When we spoke to Regina Revilla, the president of ASEBIO in Spain, she emphasized the difficulty which young, capable entrepreneurs were having in first accessing capital, and then in navigating the bureaucracy there. How is the situation in Italy in this regard?
The bureaucracy is still one of the major problems at a national level, luckily it is improving, largely due to a lack of resources. At regional level however, the problem is far less present. So the bureaucracy is a big problem nationally, and it represents an opportunity for the government to make a large improvement to the business environment without spending any money, on the contrary improving this would save them both time and money. We really think that today, at a time with less national resources, we can still do more to make improvements.
Continuing on the concept of doing more with less, Italian scientists, despite receiving less funding than many of their European counterparts, appear to be keeping pace in terms of research output. How is it possible that they, in the words of Alessandro Sidoli, ‘continue to do more and more with less and less, and with increasing success’?
I think that here in Italy, we truly have amazingly talented scientists. They have consistently proven that they are able to as well as others, with less resources. It also has to do with the fact that the cost of a researcher in Italy is 30% less than in Germany, France or the UK, and a full 50% less than in the USA. I think that these two factors, the high productivity and the lower cost, can be very attractive at an international level especially when combined with the tax incentives offered by the government. This is a real advantage to us. This Italian spirit of finding a path through the difficulties, to reach the goal no matter what, is inherent to the country, and it gives us a step up on the international stage.
Are you also seeing more cooperation between universities and private companies on research?

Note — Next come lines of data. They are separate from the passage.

PR #540, opened 2021-07-28
Update SvgIcon for the latest axe-core

ahuth:
### Summary:

This PR
- Updates axe-core to 4.3.2
- Uses `aria-hidden` instead of `presentation="role"` for presentational/decorative icons (will explain more below)
- Replaces the `role` prop with ~~type~~ `purpose` (will explain more below)

### Wat, why?

Grab a cup of coffee (or your flavored beverage of choice) and let me tell you the story of why I made all these changes 📖 

#### Chapter 1 - More upgrades, more problems

All I wanted to do was update axe-core (213e146069bb8e04ba0ff836cac4d6b8e1875cd6), but that caused some axe testing failures. Looks like [axe-core's allowlist of elements that can have `role="presentation"` does not include `<svg>`](https://github.com/dequelabs/axe-core/blob/2777dbc20c028d88a906e49a3cd7032b482f0988/lib/commons/aria/index.js#L1462-L1488).

I can't find any documentation anywhere that svg elements shouldn't have that role. So I don't really agree that it should be forbidden.

#### Chapter 2 - Embrace the tools

But mdn has some interesting docs on [when to use aria-hidden vs presentation="role"](https://developer.mozilla.org/en-US/docs/Web/Accessibility/ARIA/ARIA_Techniques/Using_the_aria-hidden_attribute#deciding_between_aria-hiddentrue_rolepresentation_and_rolenone), and our use case for icons seems closer to aria-hidden to me (completely remove from the accessibility tree).

So I changed SvgIcon to use aria-hidden when they're presentational/decorative (2e7650f371dc384a5a43900bbad415d7df376ab3).

#### Chapter 3 - Words have meaning, I think

An interesting ramification of that is now the `role` prop is decoupled from what actually happens on the HTML svg element. Meaning, `role="presentation"` would no longer result in the svg element literally having that role.

So I got to thinking (always dangerous) why not embrace that decoupling? And I renamed the prop from `role` to `purpose` (thank you Diedra for the prop name idea), and changed its possible values to "informative" and "decorative" (f226bd501006c9fa657cbae03766ca8858ccc3cd).

Those words may still be kind of fuzzy, but they could better indicate the purpose of them. An "informative" icon has information to communicate. A decorative one is for decoration - it's extraneous.

If you've made it this far, you can tell I'm way over-analyzing this. But over-analyzing is half the fun.

### Test Plan:

- CI
- Local storybook testing


packages/components/src/Banner/Banner.tsx
```diff
@@ -84,7 +84,7 @@ export const BannerIcon = ({ color }: { color: Color }) => {
 
   return (
     <div className={clsx(styles.icon, iconAssets.style)}>
-      <iconAssets.icon role="img" title={iconAssets.title} />
+      <iconAssets.icon type="informative" title={iconAssets.title} />
```
ahuth, line 87: More info in the PR description. If you think the switch from role (img|presentation) to type (informative|decorative) is more confusing or unnecessary, I'll switch it back.

ahuth:
Don't know why codecov thinks there's -0.04% less test coverage.

packages/components/src/Button/button.stories.tsx
```diff
@@ -79,14 +74,22 @@ withDataTestId.args = {
 
 export const linkWithIcon = Template.bind(null);
 linkWithIcon.args = {
-  children: <>Link with icon {heartIcon}</>,
+  children: (
+    <>
+      Link with icon <CheckCircle type="decorative" />
+    </>
+  ),
```
dierat, line 81: Thanks for updating this! That heart icon looked seriously fugly 😅

packages/components/src/SvgIcon/SvgIcon.tsx
```diff
@@ -89,15 +100,19 @@ function SvgIcon(props: SvgIconProps) {
     xmlns: "http://www.w3.org/2000/svg",
   };
 
-  if (props.role === "img") {
+  if (props.type === "informative") {
     return (
-      <svg {...svgCommonProps}>
+      <svg {...svgCommonProps} role="img">
         <title>{props.title}</title>
```
dierat, line 106: I kinda wonder if we should use an `aria-label` and drop the role + title for informative icons for consistency. It feels a little weird to me that one version of the svgs has a role and the other doesn't. 🤷

dierat (approved):
Weird that it doesn't allow `role="presentation"` on svgs, but I agree that `aria-hidden` makes more sense anyway.

Re: the API change, I think it would be a little misleading to have consumers pass in a `role` that won't actually result in a `role` attribute on the element, but I also feel like `type` is really vague. Maybe something like "purpose"? I also like the idea of switching from "img" to "informative" and from "presentation" to "decorative" because I think that will make it easier for people to reason about which category any particular icon falls into.

packages/components/src/SvgIcon/SvgIcon.tsx
anniehu4: One benefit of `<title>` (which our auditors request sometimes) is it'll appear when hovering on the icon, in case it's not clear what an icon means. I do generally like aria-label better, but that could be a reason to keep this

anniehu4 (approved):
also like "informative" & "decorative"! I'm actually not against keeping the prop named `"role"`, unless you're worried it'll cause confusion around the "role" prop for accessibility (I'd guess people don't think too much about that one)

ahuth:
Good point that `type` is really vague. Both `role` and `purpose` make a lot of sense.

I'll change it to `purpose` to deconflict with the HTML attribute. I don't think a conflict there is really a big problem, but for some reason "purpose" seems to go better with "informative"/"decorative" to me 🤔

ahuth:
Thanks! Merging (not sure what's up with codecov)

ahuth:
FYI, since https://github.com/dequelabs/axe-core/pull/3124 axe will now allow svg elements to have a role of presentation or img. I think our current implementation is still fine, or maybe even better, though.

PR #543, opened 2021-07-30
chore(banner): pull out color styles into shared styles module

dierat:
### Summary:
Clubhouse ticket: https://app.clubhouse.io/czi-edu/story/145432/create-shared-utilities-across-toast-banner

The color styles for the `Banner` and `Toast` components are mostly duplicated. Right now there are only 2 color on the `Toast`, but I think we're going to add more one day? So this will also save a little work in the future if that happens.

### Test Plan:
Verify there are no Percy changes,
and verify the hover colors are unchanged on the dismiss button in the `Banner` and `Toast` stories.


dierat:
https://github.com/chanzuckerberg/edu-design-system/pull/543

dierat:
app.clubhouse.io/czi-edu/story/145432/create-shared-utilities-across-toast-banner

packages/components/src/Toast/Toast.tsx
```diff
@@ -45,8 +46,8 @@ export default function Toast({
       className={clsx(
         className,
         styles.toastDialog,
-        color === "success" && styles.colorSuccess,
-        color === "alert" && styles.colorAlert,
+        color === "success" && colorStyles.colorSuccess,
+        color === "alert" && colorStyles.colorAlert,
```
dierat, line 50: I could also write a little utility to unduplicate these lines, but it's only two lines, so I'm gonna skip it for now.

packages/components/src/Toast/Toast.module.css
```diff
@@ -2,6 +2,8 @@
   @apply w-full max-w-100 pl-4 pr-2 grid gap-2 items-center;
   @apply border border-l-4 rounded shadow-1;
 
+  border-color: var(--banner-border-light-color);
+  border-left-color: var(--banner-border-dark-color);
```
dierat, line 6: The shared styles are setting variables, not actual border colors, because  the `Banner` border are different on desktop and mobile, so I had to update the `Toast` to use the variables.

packages/components/src/common/Notification.module.css
```diff
@@ -0,0 +1,34 @@
+.colorBrand {
+  @apply text-brand-700 bg-brand-100;
+  --banner-border-light-color: var(--eds-color-brand-200);
```
anniehu4, line 3: I think we could remove the `banner-` prefix for these. it's only kind of confusing in the Toast styles though, so not a biggie

anniehu4 (approved):

anniehu4:
thinking about folder structure -- might make sense to have

- common
 -- Notification
   ---- Notification.module.css
   ---- NotificationIcon.tsx

?

dierat:
> thinking about folder structure -- might make sense to have
> 
> * common
>   -- Notification
>   ---- Notification.module.css
>   ---- NotificationIcon.tsx
> 
> ?

Sounds good! I briefly thought about that too but wasn't sure if I was overthinking it.

packages/components/src/Banner/index.ts
```diff
@@ -1 +1,2 @@
-export { default, BannerIcon } from "./Banner";
+export { default } from "./Banner";
+export { BannerColor } from "./Banner";
```
ahuth, line 2: Should this be

```suggestion
export type { BannerColor } from "./Banner";
```

to help babel figure out it can be omitted from the JS?

dierat: Oh good call! Looks like while this PR was out, that was fixed and then moved + renamed, so there's nothing to fix here, but thanks for taking a look and pointing that out 👍

PR #545, opened 2021-07-30
feat(icons): add DangerousRounded for notifications

anniehu4:
### Summary:
[ch149303]

Adds Dangerous rounded icon to use as the Banner & Toast "alert" icon. I added it to a "custom" folder since it's not in https://material-ui.com/components/material-icons/, so I had to grab the raw SVG from https://fonts.google.com/icons?selected=Material+Icons+Round:campaign&icon.query=dangerous.

### Test Plan:
Confirmed allIcons story is updated:
Screen Shot 2021-07-30 at 10 35 58 AM

Banner "alert" variant:
Screen Shot 2021-07-30 at 10 36 18 AM

Toast "alert" variant (**note**: alignment looks a little off though?):
Screen Shot 2021-07-30 at 10 36 41 AM


packages/components/src/Banner/Banner.tsx
```diff
@@ -2,10 +2,10 @@ import Heading, { HeadingElement } from "../Heading";
 import Button from "../Button";
 import CheckCircleIcon from "../Icons/CheckCircle";
 import CloseIcon from "../Icons/Close";
+import DangerousRoundedIcon from "../Icons/custom/DangerousRounded";
```
anniehu4, line 5: keeping these named `*Rounded` in case we change our minds and need a mix of multiple sets in the future or something 🤓

dierat:
> note: alignment looks a little off though?

Looks like the text isn't quite vertically centered in `Toast` because the icon is taller than the line height. Adding `align-items: center;` on the `content` styles fixes this.

dierat (approved):

PR #550, opened 2021-08-02
Scripts for easy package publishing

ahuth:
### Summary:

This PR adds scripts for publishing, to make it easier. Now to publish you'd

- Run `npm run create-releases`
- Check that everything looks right
- Run `npm run publish-releases`
- Run `git push origin head --follow-tags`

### Test Plan:

- Test publish

### DIFF
--- a/package.json
+++ b/package.json
@@ -5,6 +5,7 @@
   "main": "index.js",
   "scripts": {
     "build": "NODE_ENV=production lerna run build",
+    "create-releases": "lerna version --no-push --conventional-commits --message 'chore(release): %s'",
     "lint": "npm run lint:styles && npm run lint:scripts",
     "lint:fix": "npm run lint:styles:fix && npm run lint:scripts:fix",
     "lint:styles": "stylelint --ignore-path .gitignore packages/**/*.{css,js,jsx,ts,tsx}",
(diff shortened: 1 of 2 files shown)


package.json
```diff
@@ -5,6 +5,7 @@
   "main": "index.js",
   "scripts": {
     "build": "NODE_ENV=production lerna run build",
+    "create-releases": "npx lerna version --no-push --conventional-commits --message 'chore(release): %s'",
```
ahuth, line 8: Couple changes to this script.

First, (if it wasn't before) this will now open an interactive prompt to verify the versions
Screen Shot 2021-08-02 at 3 25 19 PM

Second, notice the `--message 'chore(release): %s'`. Lerna will automatically fill in the version number at `%s`, so we don't have to specify the commit message.

dierat: Does this only work when bumping the patch version (not minor/major)?

package.json
```diff
@@ -5,6 +5,7 @@
   "main": "index.js",
   "scripts": {
     "build": "NODE_ENV=production lerna run build",
+    "create-releases": "lerna version --no-push --conventional-commits --message 'chore(release): %s'",
```
ahuth, line 8: Couple changes to this script from what's in the README:

1. (if it wasn't before) this will now open an interactive prompt to verify the versions
Screen Shot 2021-08-02 at 3 25 19 PM

2. Notice the `--message 'chore(release): %s'`. Lerna will automatically fill in the version number at `%s`, so we don't have to specify the commit message.

ahuth, line 8: @dierat, looks like I accidentally buried your question here:

> Does this only work when bumping the patch version (not minor/major)?

No, this on works on any version bump type, as determined by the conventional commit messages (fix, feat, etc)

dierat: Cool, thanks!

dierat (approved):

ahuth:
Thanks!

dcwither:
Love this change! Thanks for operationalizing my flimsy process 😆

ahuth:
Thanks! Your process wasn't flimsy, it was an MVP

This was a very big problem for us up until the turn of the millennium. It used to be that companies and universities walked on separate paths, and did not cooperate. Since then both universities and companies have realized that neither can afford to waste resources in this manner, and cooperation has improved. We are improving quickly, and I believe this was one of the most important drivers behind the growth in the biotech sector over the last 15 years. There is more which needs to be learned in the area of technology transfer, we can still be more efficient here.

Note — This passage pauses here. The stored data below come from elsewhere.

PR #551, opened 2021-08-03
Export SvgIcon from the components package

ahuth:
### Summary:

Allow `<SvgIcon>` to be used from the components package. That way we can look at using it in Learning Platform and Along.

### Test Plan:

- CI

### DIFF
--- a/packages/components/src/SvgIcon/index.tsx
+++ b/packages/components/src/SvgIcon/index.tsx
@@ -1,1 +1,2 @@
 export { default } from "./SvgIcon";
+export type { IconProps } from "./SvgIcon";
--- a/packages/components/src/index.ts
+++ b/packages/components/src/index.ts
@@ -2,6 +2,8 @@ export { default as Banner } from "./Banner";
 export { default as Button } from "./Button";
 export { default as Clickable } from "./Clickable";
 export { default as Heading } from "./Heading";
+export { default as SvgIcon } from "./SvgIcon";
+export type { IconProps } from "./SvgIcon";
 export { default as Tag } from "./Tag";
 export { default as Text } from "./Text";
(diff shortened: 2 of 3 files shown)


packages/components/src/index.ts
```diff
@@ -2,6 +2,7 @@ export { default as Banner } from "./Banner";
 export { default as Button } from "./Button";
 export { default as Clickable } from "./Clickable";
 export { default as Heading } from "./Heading";
+export { default as SvgIcon, IconProps } from "./SvgIcon";
```
ahuth, line 5: Random thought - if we get enough icons, one day we could think about creating a logical separation between icons and eds components, and create a `@chanzuckerberg/eds-icons` package.

packages/components/src/SvgIcon/index.tsx
```diff
@@ -1 +1 @@
-export { default } from "./SvgIcon";
+export { default, IconProps } from "./SvgIcon";
```
anniehu4, line 1: does this work fine now, or should we still export Props on a separate line?

packages/components/src/index.ts
anniehu4: 💡 !

anniehu4 (approved):

packages/components/src/SvgIcon/index.tsx
ahuth: Good call, I forgot there was an issue. Everything is green, and I don't see TypeScript or Babel complaining about anything.

But when I look at the dist directory, there is an export for `_SvgIcon.IconProps`. I'll move this to its own line to prevent that from showing up in the js file at all.

dierat (approved):

ahuth:
Thanks!

PR #254, opened 2019-04-19
[WIP] Rearrange cells

indig:
Just the UI for now. 

On the backend, we'll want to 
- think about how not to lose cell context
- decide whether to implement as a remove and insert or as a single move
- recompile after move to check whether moving is safe


indig:
Will need to circle back to this later, no point in keeping it open.

PR #256, opened 2019-04-19
fix notebook tree scroll

indig:


polynote-frontend/style/styles.less
```diff
@@ -2086,7 +2086,9 @@ button {
 .notebooks-list {
   position: relative;
   border: 1px solid @ui-border;
-  grid-template-rows: 2em fit-content(100%);
+  grid-template-rows: 2em 100%;
```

Given that you have witnessed the rise of the biotech sector in Italy, and with the atmosphere in Italy clearly more optimistic than it has been in a while, what are your expectations for the industry over the next five years?

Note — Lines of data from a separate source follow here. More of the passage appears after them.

PR #258, opened 2019-04-19
Update coursier fetcher, add ivy fetcher

jeremyrsmith:
Added an Ivy fetcher to see if it would have better performance. It was way slower for the first resolution, but way faster after that.

Next, I updated the coursier dependency and rewrote most of the `CoursierFetcher` to use the newer APIs. Deleted a bunch of copypasta and did it the (mostly) "right way". There were a couple things I had to workaround hackily, but it's now *waaaaay* faster to resolve dependencies. No more waiting 4 minutes to resolve them when you restart your kernel.

### DIFF
--- a/polynote-kernel/src/main/scala/polynote/kernel/dependency/CoursierFetcher.scala
+++ b/polynote-kernel/src/main/scala/polynote/kernel/dependency/CoursierFetcher.scala
@@ -1,0 +1,260 @@
+package polynote.kernel.dependency
+
+import java.io._
+import java.util.concurrent.{ExecutorService, Executors}
+import java.net.URI
+import java.nio.file.{Files, Path, Paths}
+
+import cats.Parallel
+import cats.data.{Validated, ValidatedNel}
+import cats.effect.{ContextShift, IO}
+import cats.implicits._
+import coursier.ivy.IvyRepository
+import coursier.util.{Monad, Schedulable}
+import coursier.core._
+import coursier.{Attributes, Cache, Dependency, Fetch, FileError, MavenRepository, Module, ModuleName, Organization, ProjectCache, Repository, Resolution}
+import polynote.config.{DependencyConfigs, RepositoryConfig, ivy, maven}
+import polynote.kernel.util.{DownloadableFileProvider, Publish}
+import polynote.kernel._
+import polynote.messages.{TinyList, TinyMap, TinyString}
+
+import scala.collection.mutable
+import scala.concurrent.ExecutionContext
+
+
+// Fetches only Scala dependencies
+class CoursierFetcher extends URLDependencyFetcher {
+  import CoursierFetcher._, instances._
+
+  protected implicit val executionContext: ExecutionContext = ExecutionContext.fromExecutorService(Executors.newCachedThreadPool())
+  protected implicit val contextShift: ContextShift[IO] =  IO.contextShift(executionContext)
+
+  private val excludedOrgs = Set(Organization("org.scala-lang"), Organization("org.apache.spark"))
+  val artifactTypes = coursier.core.Resolution.defaultTypes - Type.testJar
+
+  private val resolutionCacheFile = "resolution-cache"
+  private lazy val resolutionCachePath = Cache.default.toPath.resolve(resolutionCacheFile)
+
+  private def resolution(dependencies: List[DependencyConfigs], exclusions: List[String]): Resolution = {
+    // exclusions are applied to all direct and transitive dependencies.
+    val coursierExclude = exclusions.map { exclusionStr =>
+      exclusionStr.split(":") match {
+        case Array(org, name) => (Organization(org), ModuleName(name))
+        case Array(org) => (Organization(org), Exclusions.allNames)
+      }
+    }.toSet
+
+    Resolution(
+      dependencies.flatMap(_.get(TinyString("scala"))).flatten.map {
+        moduleStr =>
+          val (org, name, typ, config, classifier, ver) = moduleStr.split(':') match {
+            case Array(org, name, ver) => (Organization(org), ModuleName(name), Type.empty, Configuration.default, Classifier.empty, ver)
+            case Array(org, name, classifier, ver) => (Organization(org), ModuleName(name), Type.empty, Configuration.default, Classifier(classifier), ver)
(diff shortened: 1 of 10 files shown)


polynote-kernel/src/main/scala/polynote/kernel/lang/scal/ScalaSource.scala
```diff
@@ -339,20 +339,22 @@ class ScalaSource[G <: Global](
...
             }
-            val allImplicits = new global.analyzer.ImplicitSearch(qual, global.definitions.functionType(List(ownerTpe), global.definitions.AnyTpe), isView = true, context0 = context).allImplicits
-            val implicitScope = scope.cloneScope
-            allImplicits.foreach {
-              result =>
-                val members = result.tree.tpe.finalResultType.members
-                members.foreach(implicitScope.enterIfNew)
-            }
-            implicitScope
+            if (ownerTpe != null) Either.catchNonFatal {
```
jeremyrsmith: Hmm, this is unrelated to coursier. Fixes a scary logged error when you edit the middle of a tree. Would be better if I could get that to type properly, but that's an issue for later.

polynote-server/src/main/scala/polynote/server/KernelFactory.scala
```diff
@@ -99,9 +98,6 @@ class IOKernelFactory(
   // TODO: ignoring download errors for now, until the weirdness of resolving nonexisting artifacts is solved
   private def downloadFailed(err: Throwable): IO[Option[(String, String, File)]] = IO {
     err match {
-      case _: FileErrorException =>
```
jeremyrsmith: This match no longer makes a lot of sense... will fix

polynote-server/src/main/scala/polynote/server/KernelLaunching.scala
```diff
@@ -1,7 +1,7 @@
 package polynote.server
 
 import cats.effect.{ContextShift, IO, Timer}
-import polynote.kernel.dependency.{CoursierFetcher, DependencyFetcher}
+import polynote.kernel.dependency.{CoursierFetcher, DependencyFetcher, IvyFetcher}
```
jeremyrsmith: Probably don't need this import.

There's currently no way of actually selecting the ivy fetcher. I'll probably delete it sometime soon, maybe after we get feedback on whether the new coursier fetcher works reliably.

polynote-kernel/src/main/scala/polynote/kernel/dependency/IvyFetcher.scala
```diff
@@ -0,0 +1,306 @@
...
+import org.apache.ivy.plugins.repository.{ArtifactResourceResolver, Resource, ResourceDownloader, TransferEvent, TransferListener}
+import org.apache.ivy.plugins.resolver.util.ResolvedResource
+import org.apache.ivy.plugins.resolver.{CacheResolver, ChainResolver, IBiblioResolver, URLResolver}
+import org.apache.ivy.util.filter.{Filter => IvyFilter}
+import org.log4s.getLogger
+
+import scala.concurrent.ExecutionContext
+import scala.collection.JavaConverters._
+
+class IvyFetcher extends URLDependencyFetcher {
```
jeremyrsmith: This fetcher involves a lot of ugly crap because it is calling all these ugly Java APIs.

We'll probably delete it soon, but I'd like to leave it in place for now in case we want to mess with it some more. In general Ivy seems a bit more robust than Coursier in some ways (though Coursier improved dramatically in the last few milestone releases).

polynote-kernel/src/main/scala/polynote/kernel/dependency/DependencyFetcher.scala
```diff
@@ -33,157 +30,14 @@ trait DependencyFetcher[F[_]] {
...
-              }
-            case cont @ Continue(_, _) =>
-              run(cont.nextNoCont, iteration + 1)
-          }
-        }
-    }
-
-    run(resolution.process, 0)
-  }
+trait URLDependencyFetcher extends DependencyFetcher[IO] {
```
jeremyrsmith: What I'm doing here is
1. Extract CoursierFetcher to its own file
2. Pull out the bits that are responsible for fetching URLs into a trait, since they're not specific to Coursier

polynote-kernel/src/main/scala/polynote/kernel/dependency/CoursierFetcher.scala
```diff
@@ -0,0 +1,206 @@
...
+import polynote.config.{DependencyConfigs, RepositoryConfig, ivy, maven}
+import polynote.kernel.util.Publish
+import polynote.kernel._
+import polynote.messages.TinyString
+
+import scala.concurrent.ExecutionContext
+
+
+// Fetches only Scala dependencies
+class CoursierFetcher extends URLDependencyFetcher {
```
jeremyrsmith: It's not obvious in the diff because I moved it to a new file, but I was able to eliminate a lot of code from here thanks to the new Coursier APIs.

polynote-kernel/src/main/scala/polynote/kernel/dependency/CoursierFetcher.scala
```diff
@@ -0,0 +1,206 @@
...
+
+        override def downloadedArtifact(url: String, success: Boolean): Unit = {
+          complete(url).unsafeRunAsyncAndForget()
+        }
+      }
+    }
+
+    Artifacts(cache).withResolution(resolution).withMainArtifacts(true).io.map {
+      artifacts => artifacts.toList.map {
+        case (artifact, file) => artifact.url -> IO.pure(file)
```
jeremyrsmith: So this is a bit odd... we have to return `List[(String, IO[File])]` but their API wraps the whole thing in one `IO`. So by the time we return the "tasks", the download is already done. It doesn't make a big difference, just pointing out why this might look a little strange.

polynote-kernel/src/main/scala/polynote/kernel/lang/scal/ScalaSource.scala
indig: What's an example of editing the middle of a tree? What would you need to do to get this error?

PR #260, opened 2019-04-20
Fix notebook tree scroll 2

jeremyrsmith:
Move back to using `fr` units plus `overflow: auto`


indig:
Shoot, I thought this would automatically merge to master after I merged my PR....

I expect that in five years we will gain a real champion in the biotech sector in Italy. We will gain a company which can show clear value to the country, and which can act as an example to the public of the promise this industry holds. That will act as a catalyst for new enthusiasm in the industry as a creator of jobs, investment and competitiveness for the country. My message to the international business community would be that Italy is truly excelling in its ability to translate knowledge into value, a fact which is supported by scientific indicators but which is still not well known internationally. This is a very good time for Italy, there is a lot of value to be created in this country. I would tell the international community to come take advantage of it, to invest in Italy.